Nesse cenário, nasce o Projeto Gestarte, em agosto de 2021, no começo da abertura pós pandemia, com muitas gestantes do território fragilizadas. Os encontros eram feitos em roda, mas com distanciamento social, álcool e uso obrigatório de máscaras. Conseguimos, com apoio do Coletivo Fala Akari, doar cestas básicas e produtos de limpeza e higiene pessoal para as pessoas participantes, os temas eram escolhidos por elas mesmas e, ao longo dos encontros, um dado absurdo se mostrou… Todas as gestantes do grupo que não estavam na primeira gravidez já tinham perdido um ou mais filhos na gestação ou no pós parto imediato. Ali entendi que o trabalho não era só sobre rede de apoio e acolhimento, mas sobre salvar vidas e ressignificar a maternidade.

Sempre ouvi do nosso mais velho Deley de Acari sobre como era importante trabalhar com vida, parto, maternidade em um contexto de força e alegria no espaço que leva o nome das Mães de Acari, esse movimento social pioneiro na luta das mães de vítimas de violência de Estado. Mas eu também via como uma responsabilidade muito grande!

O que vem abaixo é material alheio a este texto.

PR #148, opened 2016-11-03
cmd/sha3: remove redundant info in help output

kr:
Package flag prints the default value on the end of the
line, so we don't need to say it again. This also makes
the other wording a bit more consise.

### DIFF
--- a/cmd/sha3/sha3.go
+++ b/cmd/sha3/sha3.go
@@ -11,7 +11,7 @@ import (
 )
 
 func main() {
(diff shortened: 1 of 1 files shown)


kr:
Before:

Foto: Projeto Gestarte Acari

Em setembro de 2023, nos reencontramos e tivemos a alegria de, após 2 anos de projeto e centenas de famílias atendidas, não ter tido nenhuma perda gestacional ou materna, o que fortaleceu a nossa consciência sobre a importância do nosso trabalho de informação de qualidade e rede durante o ciclo gravídico puerperal. Importante frisar que hoje, 15 de maio de 2024, ainda não temos a Maternidade Mariana Crioula de volta e a Prefeitura do Rio de Janeiro segue mostrando- se contra a retomada do atendimento aos partos na unidade. Essa segue sendo nossa bandeira, que a Maternidade volte, mas volte com atendimento digno e respeitoso para as gestantes e mães de Acari. Esse ano, depois da inundação, o trabalho do Gestarte está voltando aos poucos, em parceria com Clínicas da Família de Acari e de todo o entorno da Região da Grande Pavuna.